TEE Observability Overview
A Trusted Execution Environment (TEE) provides hardware-enforced isolation for sensitive computation — Intel TDX, AMD SEV-SNP, and AWS Nitro Enclaves are the main implementations. TEE deployments of BizFirstGO face a fundamental tension: observability requires data to leave the computation environment, but the TEE's security model restricts data egress.
What Is a TEE?
Hardware Isolation
The TEE's computation and memory are encrypted and isolated from the host OS, hypervisor, and even cloud provider. Code and data inside the TEE are not visible externally — including to the infrastructure team.
Attestation
Any party can verify the code running inside the TEE by requesting a cryptographically signed attestation report — proving that specific code (measured by hash) is running in a genuine TEE.
Egress Restriction
Data leaving the TEE must be explicitly authorized. The security model assumes that any data exiting the boundary may be observed by the host — so sensitive computation results must not leave in plaintext.
No Ad-Hoc Access
Traditional debugging (SSH, debugger attach, memory dump) is impossible inside a TEE. Observability must be designed into the system before deployment — reactive debugging tools are not available.
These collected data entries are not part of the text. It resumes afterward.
PR #21381, opened 2023-02-17
Fix: Content styling controls are not targeting the right container in Tabs widget [ED-9752]

StuartElementor:
## PR Checklist

## PR Type

- [ ] Bugfix
- [ ] Feature
- [ ] Build related changes
- [ ] CI related changes

## Summary

*

## Description

*

## Test instructions

*

## Quality assurance

Fixes #


modules/nested-tabs/assets/scss/frontend.scss
```diff
@@ -229,25 +229,33 @@
 		}
 	}
 
-	.e-con,
 	.e-n-tabs-content {
-		border: 1px none var( --n-tabs-border-color );
-		border-width: var( --n-tabs-border-width );
+
+		:where( & > .e-con ) {
```
hein-obox, line 234: Why are we using `:where()`. Is that for specificity? Is that necessary for the Nested tabs? 

I would consider just using `> e.con` instead. 

What are your thoughts?

modules/nested-tabs/assets/scss/frontend.scss
```diff
@@ -229,25 +229,33 @@
...
+			border-radius: var(--border-radius);
+			padding-right: var(--padding-right);
+			padding-left: var(--padding-left);
```
hein-obox, line 237: We had a discussion with Udi about this whether padding-left/right sould be on `e-con` or `e-con-inner` level. 

I am curious to hear your opinion. 

I am not 100% sure what would be best.

modules/nested-tabs/widgets/nested-tabs.php
```diff
@@ -81,7 +81,7 @@ protected function register_controls() {
 		$tooltip_start = is_rtl() ? esc_html__( 'Right', 'elementor' ) : esc_html__( 'Left', 'elementor' );
 		$tooltip_end = is_rtl() ? esc_html__( 'Left', 'elementor' ) : esc_html__( 'Right', 'elementor' );
 		$nested_tabs_heading_selector_class = ':is( {{WRAPPER}} > .elementor-widget-container > .e-n-tabs > .e-n-tabs-heading, {{WRAPPER}} > .elementor-widget-container > .e-n-tabs > .e-n-tabs-content )';
-		$nested_tabs_content_selector_class = '{{WRAPPER}} > .elementor-widget-container > .e-n-tabs > .e-n-tabs-content';
+		$nested_tabs_content_selector_class = ':where( {{WRAPPER}} > .elementor-widget-container > .e-n-tabs > .e-n-tabs-content ) > .e-con';
```
hein-obox, line 85: Do we need `where()` for this? 
Just curious.

modules/nested-tabs/widgets/nested-tabs.php
```diff
@@ -949,7 +949,7 @@ protected function register_controls() {
 				'name' => 'box_background_color',
 				'types' => [ 'classic', 'gradient' ],
 				'exclude' => [ 'image' ],
-				'selector' => "{$nested_tabs_content_selector_class}",
+				'selector' => $nested_tabs_content_selector_class,
```
hein-obox, line 952: I know we have used this `{$..}` throughout the whole php file. I am thinking can you check if we can remove it everywhere, for confirmity sake?

modules/nested-tabs/assets/scss/frontend.scss
StuartElementor: using the `:where()` in all the places where we set styling for the `.e-con` are necessary so that when someone chooses to style the drop down Container itself, that the long chain of specific selectors in the Widget here don't override the selector of the Container.

and the same goes for the `'selector' => '...'` in the Controls.

This was the solve for the problem in Mega Menu where the Widget Container controls were overriding any custom dropdown Container controls. and we decided to apply the same logic to the Tabs.

modules/nested-tabs/widgets/nested-tabs.php
StuartElementor: It does seem redundant in this case, where there is nothing else being processed inside the double quotes.
I will do as you said and change it in the whole file.

modules/nested-tabs/assets/scss/frontend.scss
StuartElementor: This got to me thinking. I don't actually have to set any of these `.e-con` styles in our css.
This all gets handled by the Container css. All I need to do is stick to setting the vars and the CSS from the controls.

I've removed all that related css. And I will need to open a task on Monday to do the same the Mega Menu.
It's unnecessarily redundant code.

modules/nested-tabs/widgets/nested-tabs.php
StuartElementor: I've checked and there are no more unnecessary occurrences :)

hein-obox (approved):

PR #21393, opened 2023-02-19
Internal: Editor V2 - Breakpoints selector auto scale [ED-9829]

StyleShit:


assets/dev/js/editor/editor-base.js
```diff
@@ -648,6 +648,12 @@ export default class EditorBase extends Marionette.Application {
 			.trigger( 'resize' );
```
Nevoss, line 648: In the PHP staff we are still loading old code in the v2 config

Nevoss (changes requested):

PR #21443, opened 2023-02-23
Fix: Containers are still editable in preview mode [ED-8696]

ArmanPurtoian:


TzviRabinovitch (dismissed):

assets/dev/scss/editor/preview/_container.scss
```diff
@@ -1,4 +1,14 @@
 // Container in preview
+.elementor-editor-preview {
```
udidol, line 2: This will stop the editing handles from doing anything, but they should not exist in preview mode.
The resize behavior is created using a Marionette `Behavior` class extension attached to the Container `View` instance.

See here: https://github.com/elementor/elementor/blob/55d0e27ecb6bf49c823f77c1e005d8ba392a0bac/assets/dev/js/editor/elements/views/container.js#L62

See the behavior class here:
https://github.com/elementor/elementor/blob/master/assets/dev/js/editor/elements/views/behaviors/widget-resizeable.js

Read more about Marionette Behaviors here:
https://marionettejs.com/docs/v2.4.5/marionette.behavior.html

If I had to guess, the problem is here:
https://github.com/elementor/elementor/blob/55d0e27ecb6bf49c823f77c1e005d8ba392a0bac/assets/dev/js/editor/elements/views/behaviors/widget-resizeable.js#L58

I would ask Evyatar (@StyleShit) if he remembers why he did it.
The fix should be somewhere there.

udidol (changes requested):

louiswol94 (changes requested):
@ArmanPurtoian Can you add a PlayWright test?

louiswol94 (approved):

udidol (approved):

PR #21444, opened 2023-02-23
Internal: Editor V2 - Documents UI package [ED-9866]

StyleShit:


core/editor/config-providers/editor-v2-config-provider.php
```diff
@@ -21,6 +21,7 @@ class Editor_V2_Config_Provider implements Config_Provider_Interface {
 	];
 
 	const UTIL_PACKAGES = [
+		'documents',
```
Nevoss, line 24: I think this is still an extension, it cannot live outside of the editor like `store` or `locations`

Nevoss (changes requested):

Nevoss (dismissed):

rotemee (approved):

PR #21468, opened 2023-02-25
Tweak: Delete `aspect-ratio` SASS [ED-9875]

rami-elementor:


arielk:
@rami-elementor please replace the current usage in the lightbox with the new method before we remove this one

PR #21521, opened 2023-03-02
Tweak: Modify cli commands to support cloud site creation [ED-9953]

lenalElementor:


modules/wp-cli/library.php
```diff
@@ -4,6 +4,7 @@
 use Elementor\Api;
 use Elementor\Plugin;
 use Elementor\TemplateLibrary\Source_Local;
+use ElementorPro\Modules\ThemeBuilder\Classes\Conditions_Cache;
```
nivnoimanelementor, line 7: you can't use elementor pro here..
you inside elementor core ( they don't know each other )

nivnoimanelementor (changes requested):
please check the review

modules/wp-cli/library.php
lenalElementor: Moving this cli command to pro

modules/wp-cli/library.php
```diff
@@ -66,6 +66,10 @@ public function sync( $args, $assoc_args ) {
 	/**
 	 * Import template files to the Library.
 	 *
+	 *  [--returnType]
```
matipojo, line 69: Please add an example after line 75

modules/wp-cli/library.php
```diff
@@ -93,9 +99,17 @@ public function import( $args ) {
...
 
-		\WP_CLI::success( count( $imported_items ) . ' item(s) has been imported.' );
-	}
+		foreach ( $imported_items as $item ) {
+			$imported_items_ids[] = $item['template_id'];
+		}
+		$imported_items_ids = implode( ',', $imported_items_ids );
 
+		if ( 'ids' === $return_type ) {
+			\WP_CLI::line( $imported_items_ids );
```
matipojo, line 108:
```suggestion
			\WP_CLI::success( $imported_items_ids );
```

modules/wp-cli/library.php
```diff
@@ -77,12 +81,14 @@ public function sync( $args, $assoc_args ) {
...
 	 */
-	public function import( $args ) {
+	public function import( $args, $assoc_args ) {
 		if ( empty( $args[0] ) ) {
 			\WP_CLI::error( 'Please set file path.' );
 		}
 
 		$file = $args[0];
+		$imported_items_ids = [];
+		$return_type = \WP_CLI\Utils\get_flag_value( $assoc_args, 'returnType', 'info' );
```
matipojo, line 91: Can you get it directly from `assoc_args`?

matipojo (changes requested):

modules/wp-cli/library.php
lenalElementor: I can do it with `$assoc_args['returnType']`, but it was the quickest way the get the value and set a default value if not exist.

modules/wp-cli/library.php
lenalElementor: I'm sending the ids here, with the "Success: " in the response string it will be difficult to fetch those ids.

modules/wp-cli/library.php
```diff
@@ -66,36 +66,71 @@ public function sync( $args, $assoc_args ) {
...
 
 		/** @var Source_Local $source */
 		$source = Plugin::$instance->templates_manager->get_source( 'local' );
 
+		if ( 'url' === $file_protocol ) {
+			if ( false === filter_var( $file, FILTER_VALIDATE_URL ) ) {
+				\WP_CLI::error( "Invalid file URL" );
+			}
+
+			$file_path = download_url( $file );
```
nivnoimanelementor, line 110: Please remove this tmp file at the end

nivnoimanelementor (changes requested):
Please check request changes

modules/wp-cli/library.php
```diff
@@ -66,36 +66,76 @@ public function sync( $args, $assoc_args ) {
 	/**
 	 * Import template files to the Library.
 	 *
+	 *  [--returnType]
+	 *      Forms of output. Possible values are 'ids', 'info'.
+	 *      if this parameter won't be specified, the import info will be output.
+	 *
+	 *  [--fileProtocol]
+	 *      Forms of file source. Possible values are 'path', 'url'.
+	 *      if this parameter won't be specified, path will be the default.
```
matipojo, line 75: Why not check if it starts with `http`?

matipojo (changes requested):

modules/wp-cli/library.php
lenalElementor: We want to keep the old logic, and separate it from the new one (the url).

nivnoimanelementor (dismissed):

core/experiments/wp-cli.php
```diff
@@ -105,6 +105,27 @@ public function deactivate( $args, $assoc_args ) {
...
+	 * Experiment Status
+	 *
+	 * ## EXAMPLES
+	 *
+	 * 1. wp elementor experiments status container
+	 *      - This will return the status of Container experiment. (active/inactive)
+	 *
+	 * @param array $args
+	 */
+	public function status( $args ) {
```
matipojo, line 118: Please cover with tests

matipojo (changes requested):

core/experiments/wp-cli.php
nivnoimanelementor: The core team need to update the feature manager before. ( approved by Yotam )

nivnoimanelementor (dismissed):

nivnoimanelementor (approved):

TEE Observability Risk Model
| Signal Type | Risk of Crossing Boundary | Allowed? |
|---|---|---|
| Aggregated metrics (count, sum, avg) | Low — no individual data points | Yes — with review |
| Sanitized structured logs (no payload data) | Low — operational context only | Yes — with sanitization policy |
| Raw workflow payload data in logs | High — may contain confidential computation input/output | No |
| Distributed trace spans with span attributes | Medium — attributes may reveal computation details | Trace IDs only (not spans) |
| Exception stack traces | High — may reveal internal state or data values | No — only error codes |
| Attestation report (TEE identity) | None — cryptographic proof only | Yes |
Unlike standard deployments where you can add logging after the fact, TEE observability must be part of the initial design. Once BizFirstGO is running in a TEE, you cannot add new telemetry emission points without modifying and re-attesting the code. Define your observability contract (what signals, what data) before the first TEE deployment.